And really the turning point in this story was in 2009, when Major Nidal Hasan opened fire at Fort Hood, Texas, on his fellow soldiers. He was an Army psychiatrist and gunned down more than a dozen of his fellow soldiers and wounded many, many others. And he, himself, was shot and paralyzed. It emerged, after Nidal Hasan did this massacre in 2009, that he had been in email contact with Anwar al-Awlaki.
AMY GOODMAN: In Yemen.
JEREMY SCAHILL: While Awlaki was in Yemen. And so, the story was floated in the media, and it continues to this day, that Awlaki helped to plan the Fort Hood shooting. There has never been a shred of evidence produced publicly that Awlaki had anything to do with the Fort Hood shooting before it happened.

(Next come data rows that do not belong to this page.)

PR #12934, opened 2015-09-24
feat($compile): multiple transclusion via named slots

petebacondarwin:
In this version of multiple transclusion you specify the transclusion slots in the `transclude` property of the DDO, where the keys are the node names of transclusion zones and the values are the names of the slots in the template:

``` js
directive('minionComponent', function() {
  return {
    restrict: 'E',
    scope: {},
    transclude: {
      minion: 'minionSlot',
      boss: 'bossSlot'
    },
    template:
      '<div class="boss" ng-transclude="bossSlot"></div>' +
      '<div class="minion" ng-transclude="minionSlot"></div>' +
      '<div class="other" ng-transclude></div>'
  };
});
```

So the following HTML

``` html
<minion-component>
  <minion>stuart</minion>
  <minion>bob</minion>
  <span>dorothy</span>
  <boss>gru</boss>
</minion-component>
```

will be compiled and rendered to 

``` html
<minion-component>
  <div class="boss" ng-transclude="bossSlot">
    <boss>gru</boss>
  </div>
  <div class="minion" ng-transclude="minionSlot">
    <minion>stuart</minion>
    <minion>bob</minion>
  </div>
  <div class="other" ng-transclude>
    <span>dorothy</span>
  </div>
</minion-component>
```

Replaces #12742 and #11736

### DIFF
--- a/src/ng/compile.js
+++ b/src/ng/compile.js
@@ -1486,6 +1486,13 @@ function $CompileProvider($provide, $$sanitizeUriProvider) {
         });
       };
 
+      // We need  to attach the transclusion slots onto the `boundTranscludeFn`
+      // so that they are available inside the `controllersBoundTransclude` function
+      var boundSlots = boundTranscludeFn.$$slots = createMap();
+      for (var slotName in transcludeFn.$$slots) {
+        boundSlots[slotName] = createBoundTranscludeFn(scope, transcludeFn.$$slots[slotName], previousBoundTranscludeFn);
+      }
+
       return boundTranscludeFn;
     }
 
@@ -1827,9 +1834,56 @@ function $CompileProvider($provide, $$sanitizeUriProvider) {
                                           nonTlbTranscludeDirective: nonTlbTranscludeDirective
                                         });
           } else {
+
+            var slots = createMap();
             $template = jqLite(jqLiteClone(compileNode)).contents();
+
+            if (isObject(directiveValue)) {
+
+              // We have transclusion slots - collect them up and compile them and store their
+              // transclusion functions
+              $template = [];
+              var slotNames = createMap();
+              var filledSlots = createMap();
+
+              // Parse the slot names: if they start with a ? then they are optional
+              forEach(directiveValue, function(slotName, key) {
+                var optional = (slotName.charAt(0) === '?');
+                slotName = optional ? slotName.substring(1) : slotName;
+                slotNames[key] = slotName;
+                slots[slotName] = [];
+                // filledSlots contains `true` for all slots that are either optional or have been
+                // filled. This is used to check that we have not missed any required slots
+                filledSlots[slotName] = optional;
+              });
+
+              // Add the matching elements into their slot
+              forEach($compileNode.children(), function(node) {
+                var slotName = slotNames[directiveNormalize(nodeName_(node))];
+                var slot = $template;
+                if (slotName) {
+                  filledSlots[slotName] = true;
+                  slots[slotName].push(node);
+                } else {
+                  $template.push(node);
+                }
+              });
+
+              // Check for required slots that were not filled
+              forEach(filledSlots, function(filled, slotName) {
+                if (!filled) {
+                  throw $compileMinErr('reqslot', 'Required transclusion slot `{0}` was not filled.', slotName);
+                }
+              });
+
+              forEach(Object.keys(slots), function(slotName) {
+                slots[slotName] = compilationGenerator(mightHaveMultipleTransclusionError, slots[slotName], transcludeFn);
+              });
+            }
+
             $compileNode.empty(); // clear contents
             childTranscludeFn = compilationGenerator(mightHaveMultipleTransclusionError, $template, transcludeFn);
+            childTranscludeFn.$$slots = slots;
           }
         }
 
@@ -2134,11 +2188,11 @@ function $CompileProvider($provide, $$sanitizeUriProvider) {
 
         // This is the function that is injected as `$transclude`.
         // Note: all arguments are optional!
-        function controllersBoundTransclude(scope, cloneAttachFn, futureParentElement) {
+        function controllersBoundTransclude(scope, cloneAttachFn, futureParentElement, slotName) {
           var transcludeControllers;
-
           // No scope passed in:
           if (!isScope(scope)) {
+            slotName = futureParentElement;
             futureParentElement = cloneAttachFn;
             cloneAttachFn = scope;
             scope = undefined;
@@ -2149,6 +2203,16 @@ function $CompileProvider($provide, $$sanitizeUriProvider) {
           }
           if (!futureParentElement) {
             futureParentElement = hasElementTranscludeDirective ? $element.parent() : $element;
+          }
+          if (slotName) {
+            var slotTranscludeFn = boundTranscludeFn.$$slots[slotName];
+            if (!slotTranscludeFn) {
+              throw $compileMinErr('noslot',
+               'No parent directive that requires a transclusion with slot name "{0}". ' +
+               'Element: {1}',
+               slotName, startingTag($element));
+            }
+            return slotTranscludeFn(scope, cloneAttachFn, transcludeControllers, futureParentElement, scopeToChild);
           }
           return boundTranscludeFn(scope, cloneAttachFn, transcludeControllers, futureParentElement, scopeToChild);
         }
--- a/src/ng/directive/ngTransclude.js
+++ b/src/ng/directive/ngTransclude.js
@@ -8,12 +8,20 @@
  * @description
  * Directive that marks the insertion point for the transcluded DOM of the nearest parent directive that uses transclusion.
  *
+ * You can specify that you want to insert a named transclusion slot, instead of the default slot, by providing the slot name
+ * as the value of the `ng-transclude` or `ng-transclude-slot` attribute.
+ *
  * Any existing content of the element that this directive is placed on will be removed before the transcluded content is inserted.
  *
  * @element ANY
  *
+ * @param {string} ngTransclude|ngTranscludeSlot the name of the slot to insert at this point. If this is not provided or empty then
+ *                                               the default slot is used.
+ *
  * @example
-   <example module="transcludeExample">
+ * ### Default transclusion
+ * This example demonstrates simple transclusion.
+   <example name="simpleTranscludeExample" module="transcludeExample">
      <file name="index.html">
        <script>
          angular.module('transcludeExample', [])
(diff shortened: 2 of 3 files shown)


petebacondarwin:
This is a WIP and, of course, needs optimizing and documenting.

petebacondarwin:
Added support for required and optional slots; where the compiler will error if a required slot is not filled.

petebacondarwin:
@kara, @IgorMinar & @fenduru what do you think of this approach?

Narretz:
This is more explicit than #12742, which is good. Are there any other major differences?

fenduru:
@petebacondarwin I like the way this is coming along. After playing with it a little bit, [here are a couple of breaking test cases](https://gist.github.com/fenduru/bd1585705a62ae42e907). The first is a bug, and the second is more of desired behavior.

Moving the elements around during the compile step means that we're relying on the DOM being available already. This prevents the child elements from being created via directives like `ngTransclude` and `ngInclude`, which are both useful when composing other directives. Perhaps instead of looking at the node's children to find matching elements it would somehow be possible to look at the node's parent to see if there is a matching slot instead (although this would require running that check on all elements, rather than just elements known to use transclusion)? This is the only real dealbreaker I see with this implementation.

Due to #8914, I strongly advocate never using the attribute version of `ngTransclude` to my coworkers. It would be nice to have a similar syntax for the element version, maybe something like: `<ng-transclude slot="slotName">`

Should the key in DDO's transclude object use `element-name` or the normalized `elementName` for consistency?

One use case I have for this kind of feature would be to ensure proper order of child elements (instead of relying on consumers providing them in the correct order). For instance, I have a directive like:

```js
directive('foo', function() {
  return {
    restrict: 'E',
    transclude: {
      'one': 'oneSlot',
      'two': 'twoSlot',
      'three': 'threeSlot'
    },
    template: '<div ng-transclude="oneSlot"></div>' +
              '<div ng-transclude="twoSlot"></div>' +
              '<div ng-transclude="threeSlot"></div>'
  };
})
```

So when a consumer writes:

```html
<foo>
  <two>...</two>
  <three>...</three>
  <one>...</one>
</foo>
```

they are rendered in the correct order. The problem with this is that this slots implementation requires an additional wrapper around each slot content (since you need an `ngTransclude`), which limits the ability to style using sibling or `:last-child` selectors. The way I'm avoiding this in my userspace implementation of slots is by having the slot element be `transclude: 'element'`. It would be really convenient if this was the case for `ngTransclude` too.

src/ng/compile.js
```diff
@@ -1826,6 +1833,47 @@ function $CompileProvider($provide, $$sanitizeUriProvider) {
...
+                filledSlots[slotName] = true;
+                slot = slots[slotName] = (slots[slotName] || []);
+              }
+              slot.push(node);
+            });
+
+            // Check for required slots that were not filled
+            forEach(filledSlots, function(filled, slotName) {
+              if (!filled) {
+                throw $compileMinErr('reqslot', 'Required transclusion slot `{0}` was not filled.');
```
kara: I think we're missing the `slotName` here to replace `{0}`:

```javascript
throw $compileMinErr('reqslot', 'Required transclusion slot `{0}` was not filled.', slotName);
```

petebacondarwin: Spot on @kara! Thanks

kara:
I like this approach. Setting up a transclude map makes sense, and the `?` flag for optional slots is a pretty useful addition.

The only thing still missing for me is the ability to use selectors other than node names, like it would be possible to do with `ng-content select` in Angular 2.  Currently, it looks like you have to use something like `<boss>`, and can't select by attribute (`<div boss>`), due to `directiveValue[_nodeName(node)]`. Any way we can add this without causing performance issues?

petebacondarwin:
@fenduru - thank you for your detailed and helpful response. I took a look at the failing tests you provided. I have added a fix for the bug and I will look into how we can support the second.

By the way, you can combine the element `ng-transclude` with an attribute of the same name: `<ng-transclude ng-transclude="boss"></ng-transclude>`, which gives you what you need there.

petebacondarwin:
@kara I think it is reasonable to restrict the things that can be selected, both for performance reasons but also, IMO, to make the whole thing easier to grok when you come across a directive that makes use of this multi-transclusion feature.  Once this is in, I would be willing to have discussion about making the selector more general, since that would not be a breaking change to the currently proposed API.

petebacondarwin:
> Should the key in DDO's transclude object use element-name or the normalized elementName for consistency?

We could normalise the element name, and store match against the normalized form stored as the key in the `transclude` object. I will implement that.

petebacondarwin:
> The way I'm avoiding this in my userspace implementation of slots is by having the slot element be transclude: 'element'. It would be really convenient if this was the case for ngTransclude too.

Do you mean that we should have an `ng-transclude-element` directive that replaces itself with the transcluded content rather than appending it?

fenduru:
> By the way, you can combine the element ng-transclude with an attribute of the same name: <ng-transclude ng-transclude="boss"></ng-transclude>, which gives you what you need there.

@petebacondarwin are you sure that would work? I would expect the element's link function to run, transcluding all of the non-slot content, then the attribute directive to also run transcluding the "boss" slot as well.

Also, I'm saying it would be nice to have something like `ng-transclude-element` that replaces itself with the transcluded content rather than appending it.

petebacondarwin:
@fenduru yes it does work: https://github.com/angular/angular.js/pull/12934/files#diff-348c2f3781ed66a24894c2046a52c628R7365

fenduru:
@petebacondarwin That actually only happens to work by chance. Both instances of `ngTransclude` are being linked, but you are relying on the fact that the attribute directive gets linked second. More so, when the attribute directive links, it empties the element (removing the content transcluded by the element directive) and leaks a transclusion scope. So basically that example is transcluding everything, then removing the elements from the DOM (without destroying the scope), then transcluding just the slot content.

Using that would break certain directives I've written that register with a parent directive during `link`, and unregister during `scope.$on('$destroy', ...`.

fenduru:
@petebacondarwin I've alluded to a userspace version of slots that I've written. [Here is a gist with the approach](https://gist.github.com/fenduru/43dd77bbcf0644c5ad98) in case it provides any insight.

Couple of key points:
* I called them "outlets" instead of "slots" (I actually prefer slots I think)
* Doesn't require the content element to be a direct child (not sure if this is good or bad)
* Forces the child directive to know which parent/slot it belongs in
* Must pass the controller to the outlet, otherwise things get screwy when you start nesting directives. (This takes advantage of how transclusion scopes work to talk to the correct parent, rather than using `require` which would rely on DOM order)
* The parent needs a special controller (or needs to mix in that functionality)
* Only supports 1:1 child to slot mappings, rather than n:1 like in your implementation (n:1 would be very useful though)

petebacondarwin:
By jove @fenduru you are right! I never knew that. I always assumed that if the element matched then we wouldn't match the same on an attribute or class.

petebacondarwin:
I like your work @fenduru - but I would like to get the feature more baked into the core so that users don't need to use custom helpers and controllers. I will check it out and see if there are useful ideas we can use. I am wondering whether `transclude: {...}` should imply `$$tlb`.

fenduru:
@petebacondarwin in my implementation only the child elements have `$$tlb` since they are the ones that get moved, so not sure if `transclude: {...}` implying `$$tlb` buys us anything (although tbh I have no idea what `$$tlb` actually means/stands for)

But yeah, I would also love if this was baked in (hence my interest in this PR :P)

petebacondarwin:
I think (:embarassed:) that $$tlb stands for "transclude late bound".

src/ng/compile.js
```diff
@@ -1472,7 +1472,7 @@ function $CompileProvider($provide, $$sanitizeUriProvider) {
 
     function createBoundTranscludeFn(scope, transcludeFn, previousBoundTranscludeFn) {
 
-      var boundTranscludeFn = function(transcludedScope, cloneFn, controllers, futureParentElement, containingScope) {
+      var boundTranscludeFn = function boundTranscludeFn(transcludedScope, cloneFn, controllers, futureParentElement, containingScope) {
```
petebacondarwin: I just added this name to the function to aid with debugging. It will be stripped out during minification, I believe.

fenduru:
This is looking really good!

I'm sad to see the removal of the composition test case. Without it, it will be impossible to use this feature when constructing recursive directives. The only way I can think to solve this would be to allow things like `ngTransclude` and `ngInclude` to be special cased such that when they call `$transclude()` they can proxy to their parent's `$$slots`.

petebacondarwin:
@fenduru I'm afraid it is more difficult than that. Because the transclude slot parsing is done at compile time there is no chance for "dynamic" slots to be generated at link time (e.g. via `ng-transclude`) since it is too late by then.

I believe the only solution would be to go more down the lines of your library where all the transclusion slots are computed after compilation has finished.

I discussed this with @IgorMinar and we felt that for the time being this was the best way forward, since it gives us performance and also compile time checking that required slots have been filled.

fenduru:
@petebacondarwin I don't think requiring your slots to be present during compile time (i.e. part of your template) is unreasonable at all. On the other side though - the content that the user provided - we (directive authors) have no control over how the consumer puts the content there and would have to document that they cannot use ng-transclude/ng-include/similar to insert the child elements.

This limitation unfortunately means it won't be usable for my use case (reusable low level components) since it would prevent composition, which is kind of the point of using transclusion.

petebacondarwin:
I am going to merge this in as it is. The ability to specify content for zones dynamically would use the same API so it is feasible it could be added in the future without a BC.

pkozlowski-opensource:
Wooooohooooo!

fenduru:
@petebacondarwin you're right it wouldn't be a breaking change.

Do you know anything about transclusion in angular 2? Are the use cases I brought up being considered?

petebacondarwin:
@fenduru I'm not sure about this in Angular 2, yet. Perhaps @tbosch or similar would be able to shed some light on this?

gkalpak:
I just managed to take a proper look (:flushed:).
:clap: Good stuff ! :clap:

petebacondarwin:
Thanks @gkalpak

tbosch:
In Ng2 we are using `<ng-content select="...">`, i.e. a selector based approach. This works in Ng2 as we can execute the content projection in a build step so we don't get a performance penalty. For Ng1 the named approach is a lot easier and performant to implement...

petebacondarwin:
So from an upgrade point of view, the ng2 approach is a superset of this PR and so it will be straightforward to convert from ng1 named multislot approach to the ng2 content selector approach

ilyes-garifullin:
Hello! Really looking forward to when this feature will be in the release. I decided to try how it will work. And I noticed that it is not working properly, now. Content from both ng-tansclude slots dublicates instead of every slot to render its own content. 

It can can be seen in the multi-slot transclusion Plunker example, at official documentation.
https://docs.angularjs.org/api/ng/directive/ngTransclude

petebacondarwin:
@ilyes-garifullin - can you clarify what the problem is? The demos look like they are working for me.

ilyes-garifullin:
Here is a screen shot from documentation:
image

And here is from Plunker:
image

And here is a screen shot of rendered html markup from chrome console tool: 
image

pane-title and pane-body elements are renderen inside both ng-transclude="title" and ng-transclude="body" directives, but pane-title should be rendered inside ng-transclude="title" and pane-body inside ng-transclude="body". 

The same result I get when cloned the latest version of angular from github

lgalfaso:
The issue in the plunker is that it is pointing to 1.5.beta1 and the multi-transclude code is not there. If you change angular version in the plunker from beta1 to https://code.angularjs.org/snapshot/angular.js then it works as expected. This should get fixed once beta2 is out

ilyes-garifullin:
Oh, I see, thank you!

jtrancas:
I'm totally new to AngularJS, however, I believe I found an issue when jQuery is being included along with Angular, I could not reproduce the error when Angular is running without jQuery.
The situation is the following:
- jQuery is included.
- There's a directive with **all** the transclude slots marked as optional.
- There's a directive occurrence with no child slots defined.

You can check the following Plnkr: http://plnkr.co/edit/f9SN35IMPrmeyuPz0Pih?p=preview
The *pane* directive has no child nodes, all its transclude slots are optional, and you may notice the following error being raised in the console:
```
TypeError: Cannot read property 'replace' of undefined
    at directiveNormalize (angular.js:9033)
    at angular.js:8095
    at forEach (angular.js:354)
    at applyDirectivesToNode (angular.js:8094)
    at compileNodes (angular.js:7620)
    at compileNodes (angular.js:7632)
    at compileNodes (angular.js:7632)
    at compile (angular.js:7527)
    at angular.js:1677
    at Scope.$eval (angular.js:16127)
```
If you remove the jQuery inclusion it all goes well.

petebacondarwin:
@jtrancas - thanks. I have created an issue to track this bug https://github.com/angular/angular.js/issues/13169

josip:
From my quick tests this looks like a tiny regression introduced with this PR, in 1.4 this used to work:
 ```html
<div ng-transclude="ng-transclude"></div>
```

But in 1.5 it throws an error:
```
[$compile:noslot] No parent directive that requires a transclusion with slot name "ng-transclude"
```

Maybe `"ng-transclude"` could be added to the list of values that trigger the default behaviour (as empty string/value already do)?

---

Funny `ng-transclude="ng-transclude"` is generated by Jade (which doesn't like empty attributes):
```jade
div(ng-transclude)
```

petebacondarwin:
OK @josip, that sounds reasonable.

petebacondarwin:
@josip can you take a look at #13383?

gogromat:
I was also struggling to make multi ngTrasclude to work, even with beta 2.

The Plunkr already points to beta 2 (1.5.0-beta.2), and it produces:
Error: [$compile:reqslot] http://errors.angularjs.org/1.5.0-beta.2/$compile/reqslot?p0=pane-body

However if I put ngTransclude keys and rename html elements as in [this Plunkr](http://plnkr.co/edit/vveeFY3xqewVvtJOcBkk?p=preview) I made, it seems to work fine:
```js
  transclude: {
    'paneb': 'paneb',
    'panet': '?panet',
    'panef': '?panef'
  }
```
and:
```html
<pane>
    <panet><a ng-href="{{link}}">{{title}}</a></panet>
    <paneb><p>{{text}}</p></paneb> 
</pane>
```

petebacondarwin:
@gogromat - there has been a bit of churn this weekend with the API for multi-slot transclude.
The currently visible docs - https://docs.angularjs.org/api/ng/directive/ngTransclude - (as of 10am GMT 8 December 2015) is not correct.

We are releasing RC1 today, in which the API should be stabilized.

The transclude map should be:

```js
{
  slotName: 'camelCaseElementName`
}
```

What we now know, because the emails have been released, the communications between Awlaki and Nidal Hasan, that Nidal Hasan was sort of a pathetic man who was writing to Awlaki saying everything from—asking him everything from questions about the proper conduct of a Muslim in a military—one of them should have caught the eyes of investigators. He was asking Awlaki, basically, is it OK to shoot a fellow soldier if you think that they’re engaged in, you know, crime against Islam, you know, if they’re going to be going to another country? But he was putting it in the context of Israel and Palestine, and not sort of directly asking about himself. But he also asked Awlaki if he could help find him a wife. And then he tried to donate money to Awlaki and said, "I want to give a prize in your name for the best essay."
AMY GOODMAN: But as you point out in your book, he actually had interaction with this man 10 years earlier.

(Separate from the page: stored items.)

PR #12935, opened 2015-09-24
Added some missing functions to $log

humancatfood:
I find myself using these console functions a lot, so I decided to add them to $log. This makes it easier to turn off or find/remove all my debug stuff before deployment and looks more consistent in the code.

### DIFF
--- a/src/ng/log.js
+++ b/src/ng/log.js
@@ -104,6 +104,171 @@ function $LogProvider() {
 
       /**
        * @ngdoc method
+       * @name $log#time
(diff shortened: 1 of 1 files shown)


humancatfood:
I signed it!

Narretz:
The methods $log provides are not meant to mirror every method console provides. $log only writes by default to console, but if you have another implementation, for example writing to a remote log service, methods like table etc. would not really make a lot of sense. On the other hand, log, info, warn, error and debug are common error levels. I suggest you use a decorator to add the missing methods if you use them often.

PR #12939, opened 2015-09-24
Update datetimeSymbolsExt.js

juanzero000:
There are some typos in locales es_PE and es_UY. In spanish the 9th month is "Septiembre" not "Setiembre".


juanzero000:
I signed it!

Narretz:
The i18n data is imported from the google closure i18n library: https://github.com/google/closure-library/tree/master/closure/goog/i18n These changes must be made there, otherwise they'll be lost when we next import.

Narretz:
More precisely, the changes must be done in the CLDR first: http://cldr.unicode.org/. File a bug: http://cldr.unicode.org/index/bug-reports

PR #12943, opened 2015-09-25
Update rootScope.js

xieranmaya:
create $scope.$assign method


lgalfaso:
I do not understand why there is a need for this call. A better context would make things simpler

lgalfaso:
BTW, things that this PR lacks:
* test
* `$assign` might not be present

Narretz:
We really need a use case for this feature. It looks like it's just sugar at this point. Please reopen when you can provide more info,

PR #12945, opened 2015-09-25
docs($sceProvider): XSS when turning of SCE

mprobst:
Document that turning off SCE is very, very dangerous and should normally not be used by applications.

### DIFF
--- a/src/ng/sce.js
+++ b/src/ng/sce.js
@@ -342,6 +342,11 @@ function $SceDelegateProvider() {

JEREMY SCAHILL: So, Awlaki—so, in one of the emails, Nidal Hasan says, "You might not remember me, but I met you once at your mosque in Falls Church, Virginia." And Awlaki didn’t remember him, but it turned out that Nidal Hasan’s parents were members of Awlaki’s mosque, and they had gone to Awlaki concerned about their son at one point, that he wasn’t—I don’t want to mischaracterize it, because I haven’t talked to the Hasan family. But in any case, they went to Awlaki, and they asked him for some guidance for their son, and so Awlaki had met him at one point, but it wasn’t—you know, he was the imam at a big mosque, and this would happen. And Awlaki said that, you know, he didn’t remember him.
Then, you know, the shooting happened, the discovery of the emails between Awlaki and Hasan comes out, U.S. intelligence reviewed them, said there was nothing to indicate that Awlaki had anything to do with it, yet the story still persisted in the media. Then the shooting happens, and Awlaki writes a blog post that says Nidal Hasan is a hero, and he praises the Fort Hood attack and says, "This should be a sort of a model for Muslims in the military going forward," and essentially calls on other soldiers to do this. And that’s—he hit the tripwire there when he did that. And then it became a thing from being concerned about Awlaki’s speech and the idea that he would radicalize young people to actually praising this killing and calling on other Muslims in the U.S. military to do the same thing. The U.S. intelligence then got Awlaki’s blog shut down, and Awlaki started to be harassed by Yemeni intelligence, and he eventually went to his family’s province of Shabwa in southern Yemen to basically lay low.